We assessed the extracerebral vascular phenotype associated with ADPKD in two ways: (i) exhaustive description of families with at least two members presenting such a phenotype; (ii) prevalence study of thoracic aortic aneurysms (aortic diameter cut-off of 36mm and 38mm in women and men, respectively) and CMP (left ventricular idiopathic dilated cardiomyopathy and hypertrophic obstructive cardiomyopathy).

 

RESULTS

We identified six families with at least two members presenting with extracerebral vascular phenotype. The first family (PKD1) had one member with thoracic aortic aneurysm (TAA) and popliteal aneurysm and another who died because of aortic dissection. The second family (PKD2) had four members who presented a cerebrovascular accident, two who presented transient ischemic attacks, one who presented TAA, and one who presented aortic dissection. The third family (PKD1) had one member with TAA and subclavian aneurysm and one with TAA. One family (PKD1) had three members with TAA and two others with TAA. We also studied two other families (PKD1 and absence of mutation) involving a person with aortic dissection. In total, six families had at least two members with TAAD’s. All the patients with these vascular phenotypes had ADPKD. The limited number of cases did not permit a genotype-phenotype correlation. After reviewing the echocardiography protocols of 508 patients (out of a cohort of 825), we found an increased prevalence of TAAD (14.9%, 3.2 times more than in the general population). Males, elderly patients, taller patients, and those with poorer renal function had statistically wider thoracic aorta diameters.

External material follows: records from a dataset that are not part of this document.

PR #6368, opened 2024-06-03
Make it possible to configure the `DisableStorageCheck` setting for certmagic

ankon:
See discussion about this setting in https://github.com/caddyserver/certmagic/issues/201

Note that this doesn't expose the setting through the caddyfile, I guess that would have to happen just-about-here: https://github.com/framer/caddy/blob/5b13f9272454ea13105689fbe24a14b00421f901/caddyconfig/httpcaddyfile/tlsapp.go#L331-L334

Not sure whether that's wanted/needed, and if it is, how to best name it?

I did consider another idea of injecting some sort of "configuration adapter" here, which would take a certmagic config, do whatever it needs to do, and then return the adapted config. This could over the long term be nicer, especially for these kind of special options -- but it would also open the world to a lot more mischief. WDYT?

### DIFF
--- a/modules/caddytls/tls.go
+++ b/modules/caddytls/tls.go
@@ -81,6 +81,16 @@ type TLS struct {
 	// EXPERIMENTAL. Subject to change.
 	DisableOCSPStapling bool `json:"disable_ocsp_stapling,omitempty"`
 
+	// Disables checks in certmagic that the configured storage is ready
+	// and able to handle writing new content to it. These checks are
+	// intended to prevent information loss (newly issued certificates), but
+	// can be expensive on the storage.
+	//
+	// Disabling these checks should only be done when the storage
+	// can be trusted to have enough capacity and no other problems.
+	// EXPERIMENTAL. Subject to change.
+	DisableStorageCheck bool `json:"disable_storage_check,omitempty"`
+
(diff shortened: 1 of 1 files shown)


modules/caddytls/tls.go
```diff
@@ -255,6 +265,7 @@ func (t *TLS) Provision(ctx caddy.Context) error {
 		OCSP: certmagic.OCSPConfig{
 			DisableStapling: t.DisableOCSPStapling,
 		},
+		DisableStorageCheck: t.DisableStorageChecks,
```
francislavoie, line 268: Typo, causing test failures

```suggestion
		DisableStorageCheck: t.DisableStorageCheck,
```

Are you not using an IDE with Go linting? It should have warned you about that before you made your commit :thinking: I recommend VSCode with the official Go extension, works very well.

ankon: I am using vscode ... but, sometimes I think I'm faster in `git commit && git push` than autosaving and linting is. Sorry :/

mholt (approved):
Nice, thanks. I hadn't quite gotten around to this (or it wasn't needed, can't remember). Anyway, I appreciate that it is marked as experimental. I want to improve storage checks so that they happen way less often, and maybe this won't be needed.

PR #6369, opened 2024-06-04
caddytls: Support new tls.context module

mholt:
This allows modules to manipulate the context passed into CertMagic's `GetCertificate` function, which can be useful for tracing/metrics, or other custom logic.

This is experimental and may resolve the request of a sponsor, so we'll see how it goes!


mholt:
This is being used successfully in production so I'll merge this.

PR #6381, opened 2024-06-08
Customizable logging zapcore.Core 

kkroo:
This change enables support custom `caddy.logging.cores` that implement `zapcore.Core` for a sentry event reporting plugin that reports errors and their traces at github.com/kkroo/caddy-sentry


mholt:
Thanks for the contribution!

Since we're teeing, I wonder if multiple cores (a slice of cores) would be worthwhile? Maybe not. Just thinking.

If not, this looks pretty good and we can probably merge it after a quick review. (I think godoc comments will be needed)

francislavoie:
I think an output module is still always needed, right? So I guess you'd want to use `output discard` along with this maybe, so you're not required to also write to a file or stderr if you want to send it to a module like Sentry? That's my main concern about tee-ing the core.

This also needs Caddyfile support I think, and it would be nice if we could have somekind of mock core module that we can use for testing configuration etc.

kkroo:
Thanks for the feedback, addressing comments .

@mholt An implementation of this interface could chain up multiple cores if needed. I can add the doc strings.

@francislavoie It uses the logging chain that has been set up. If the user doesn't want additional output `output discard`

modules/logging/cores.go
```diff
@@ -0,0 +1,35 @@
...
+	"github.com/caddyserver/caddy/v2"
+	"github.com/caddyserver/caddy/v2/caddyconfig/caddyfile"
+	"go.uber.org/zap/zapcore"
+)
+
+func init() {
+	caddy.RegisterModule(MockCore{})
+}
+
+// MockCore for testing
```
francislavoie, line 13: These godoc comments end up in https://caddyserver.com/docs/json/ so giving a clearer warning to not use it is a good idea I think.

```suggestion
// MockCore is a no-op module, purely for testing
// during development. Should not be used in apps.
```

logging.go
```diff
@@ -292,6 +292,9 @@ type BaseLog struct {
 	// The encoder is how the log entries are formatted or encoded.
 	EncoderRaw json.RawMessage `json:"encoder,omitempty" caddy:"namespace=caddy.logging.encoders inline_key=format"`
 
+	// Tees log entries through a zap.Core module
```
francislavoie, line 295: I think this could use a deeper explanation, similarly because it shows up in JSON docs. i.e. I think it would be good if here it said "what can you do with a Core that can't be done otherwise"

modules/logging/cores.go
```diff
@@ -0,0 +1,35 @@
+package logging
+
+import (
+	"github.com/caddyserver/caddy/v2"
+	"github.com/caddyserver/caddy/v2/caddyconfig/caddyfile"
+	"go.uber.org/zap/zapcore"
```
francislavoie, line 6: I _think_ the linter wants it in this order

```suggestion
	"go.uber.org/zap/zapcore"

	"github.com/caddyserver/caddy/v2"
	"github.com/caddyserver/caddy/v2/caddyconfig/caddyfile"
```

mholt (approved):
This LGTM now :) Thank you!

PR #6383, opened 2024-06-08
fix file mode configuration parsing

ririsoft:
Commit 101d3e7 introduced file mode setting,
but was missing a JSON Marshaller so that
CaddyFile can be converted to JSON safely.


mholt (approved):
Beautiful :) Thanks!

PR #6384, opened 2024-06-08
go.mod: update tscert package

willnorris:
The latest tscert [allows callers](https://github.com/tailscale/tscert/pull/11) to provide a custom http.Transport for calling Tailscale's local API.

Updates tailscale/caddy-tailscale#66

### DIFF
--- a/go.mod
+++ b/go.mod
@@ -26,7 +26,7 @@ require (
 	github.com/spf13/cobra v1.8.0
 	github.com/spf13/pflag v1.0.5
 	github.com/stretchr/testify v1.9.0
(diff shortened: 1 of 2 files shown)


willnorris:
Actually... I guess this doesn't **technically** have to get updated in caddy.  Or at the very least, I don't need to wait for a new caddy release.  I'll just udpate the dep in the caddy-tailscale plugin, and that will get used.  We should still update the version in caddy eventually, but it's not blocking anything.

mholt (approved):

mholt:
True; might as well merge this one, as I don't think any other plugins are really using this package that we'll break. Thanks Will!

PR #6388, opened 2024-06-12
reverseproxy: Allow `0` as weights for `weighted_round_robin`

peanutduck:
Enable 0 weights to be allowed when using weighted_round_robin policy with cookie. Discussed in https://caddy.community/t/invalid-weight-value/24440

### DIFF
--- a/modules/caddyhttp/reverseproxy/selectionpolicies.go
+++ b/modules/caddyhttp/reverseproxy/selectionpolicies.go
@@ -110,8 +110,8 @@ func (r *WeightedRoundRobinSelection) UnmarshalCaddyfile(d *caddyfile.Dispenser)
 		if err != nil {
 			return d.Errf("invalid weight value '%s': %v", weight, err)
 		}
-		if weightInt < 1 {
-			return d.Errf("invalid weight value '%s': weight should be non-zero and positive", weight)
+		if weightInt < 0 {
+			return d.Errf("invalid weight value '%s': weight should be non-negative", weight)
 		}
 		r.Weights = append(r.Weights, weightInt)
 	}


modules/caddyhttp/reverseproxy/selectionpolicies.go
```diff
@@ -110,8 +110,8 @@ func (r *WeightedRoundRobinSelection) UnmarshalCaddyfile(d *caddyfile.Dispenser)
 		if err != nil {
 			return d.Errf("invalid weight value '%s': %v", weight, err)
 		}
-		if weightInt < 1 {
-			return d.Errf("invalid weight value '%s': weight should be non-zero and positive", weight)
+		if weightInt < 0 {
+			return d.Errf("invalid weight value '%s': weight should be positive", weight)
```
mholt, line 114:
```suggestion
			return d.Errf("invalid weight value '%s': weight should be non-negative", weight)
```

0 isn't positive but is also allowed now :wink:

mholt (changes requested):
Thanks -- I wonder, does the actual selection algorithm need adjusting though to accommodate a 0 weight? Have you tested to ensure this works? (I guess we should consider adding test cases.)

modules/caddyhttp/reverseproxy/selectionpolicies.go
peanutduck: Good question, I don't have the enough knowledge to write the test case for this. Any guide would be helpful.

mholt: Have you at least tested various configs yourself to ensure they work? If so that's probably enough to start with.

But it looks like the existing tests are in `selectionpolicies_test.go` at `func TestWeightedRoundRobinPolicy(t *testing.T) {`. You could test a zero-weight in there as well.

peanutduck: Thank you for your reply, will work on generating the test case.

francislavoie: @peanutduck this still needs tests. Are you interested in finishing this up?

suciptoid: Hi @francislavoie 

I try to add test case to this PR here https://github.com/peanutduck/caddy/pull/1

francislavoie:
Superseded by #6681

PR #6391, opened 2024-06-12
logging: set file mode when the file already exist.

ririsoft:
101d3e7 introduced a configuration option to set the log file mode. This option was not taken into account if the file already exists, making users having to delete their logs to have new logs created with the right mode.

This was initially spotted in the discussion for 0bc27e5.
This will allow users to set the mode in CaddyFile and restart their server without the need to remove previous logs.

As suggested in the commit discussion I will open a separate PR to document that log files options require a server restart to be taken into account, when the log file destination does not change.

### DIFF
--- a/modules/logging/filewriter.go
+++ b/modules/logging/filewriter.go
@@ -167,8 +167,18 @@ func (fw FileWriter) OpenWriter() (io.WriteCloser, error) {
 			fw.RollKeepDays = 90
 		}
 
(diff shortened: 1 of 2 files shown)


ririsoft:
Documentation for the option submitted in caddyserver/website#399

mholt (approved):
Thank you! Let's give it a try.

PR #670, opened 2025-08-20
Use MaybeProxiedConnection wrapper in proxy connector instead of heavy Either3

soundofspace:
This changes the generic to a single one instead of 3 different heavy branches.

### DIFF
--- a/src/http/client/proxy_connector.rs
+++ b/src/http/client/proxy_connector.rs
@@ -11,7 +11,13 @@ use crate::{
     proxy::socks5::{Socks5ProxyConnector, Socks5ProxyConnectorLayer},
 };
 use pin_project_lite::pin_project;
-use std::sync::Arc;
+use rama_core::combinators::Either;
+use std::{
+    fmt::Debug,
+    pin::Pin,
+    sync::Arc,
+    task::{self, Poll},
+};
 use tokio::io::{AsyncRead, AsyncWrite};
 
 /// Proxy connector which supports http(s) and socks5(h) proxy address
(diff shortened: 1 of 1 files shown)


src/http/client/proxy_connector.rs
```diff
@@ -133,6 +132,102 @@ where
     }
 }
 
+pin_project! {
+    #[non_exhaustive]
```
GlenDC: useless tag if your properties are private anyway

src/http/client/proxy_connector.rs
```diff
@@ -133,6 +132,102 @@ where
...
+    /// A connection which will be proxied if a [`ProxyAddress`] was configured
+    ///
+    /// This is wrapper around the actual connection to prevent the use of
```
GlenDC: don't think this comment needs to be here,  as it's not just for that. It triggered us to look at it, but it's also fact that this is a detail that shouldn't be exposed either

src/http/client/proxy_connector.rs
```diff
@@ -133,6 +132,102 @@ where
...
+        inner: Connection<S>,
+    }
+}
+
+pin_project! {
+    #[project = ConnectionProj]
+    enum Connection<S> {
+        Direct{ #[pin] conn: S },
+        Socks{ #[pin] conn: S },
+        Http{ #[pin] conn: rama_core::combinators::Either<S, rama_http::io::upgrade::Upgraded> },
```
GlenDC: you can just import this at top, bit ugly and not needed to have these here

src/http/client/proxy_connector.rs
```diff
@@ -133,6 +132,102 @@ where
...
+    ) -> std::task::Poll<Result<(), std::io::Error>> {
+        match self.project().inner.project() {
+            ConnectionProj::Direct { conn } | ConnectionProj::Socks { conn } => conn.poll_flush(cx),
+            ConnectionProj::Http { conn } => conn.poll_flush(cx),
+        }
+    }
+
+    fn poll_shutdown(
+        self: std::pin::Pin<&mut Self>,
+        cx: &mut std::task::Context<'_>,
```
GlenDC: it's a bit noisy with these full qualifiers. for stuff like Pin just import it. For stuff like context I for now usually do it as `task::Context` in case it otherwise conflicts with rama COntext. Once rama context is gone also that potential issue is gone

src/http/client/proxy_connector.rs
```diff
@@ -133,6 +132,102 @@ where
...
 
+pin_project! {
+    #[non_exhaustive]
+    /// A connection which will be proxied if a [`ProxyAddress`] was configured
+    ///
+    /// This is wrapper around the actual connection to prevent the use of
+    /// `Either3<NoProxyConnector, HttpProxyConnector, SocksProxyConnector>`
+    /// which is a really heavy generic if placed in the middle of a connector
+    /// stack.
+    pub struct MaybeProxiedConnection<S> {
```
GlenDC, line 143: do not forget about debug for these 2 types :)

GlenDC (approved):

We initially found six patients with CMP based on ultrasound criteria, but none of these cases were potentially related to ADPKD. The limitations of our study include its retrospective nature, the incomplete access to patients’ medical data, and the use of arbitrary aortic root diameter cut-offs instead of z-scores.

 

CONCLUSIONS

ADPKD is associated with an increased prevalence of TAAD’s, and there seem to be a phenotype accumulation within families. This is at least partly explained by renal failure. We did not find any association between ADPKD and CMP. These results need to be confirmed in larger prospective studies.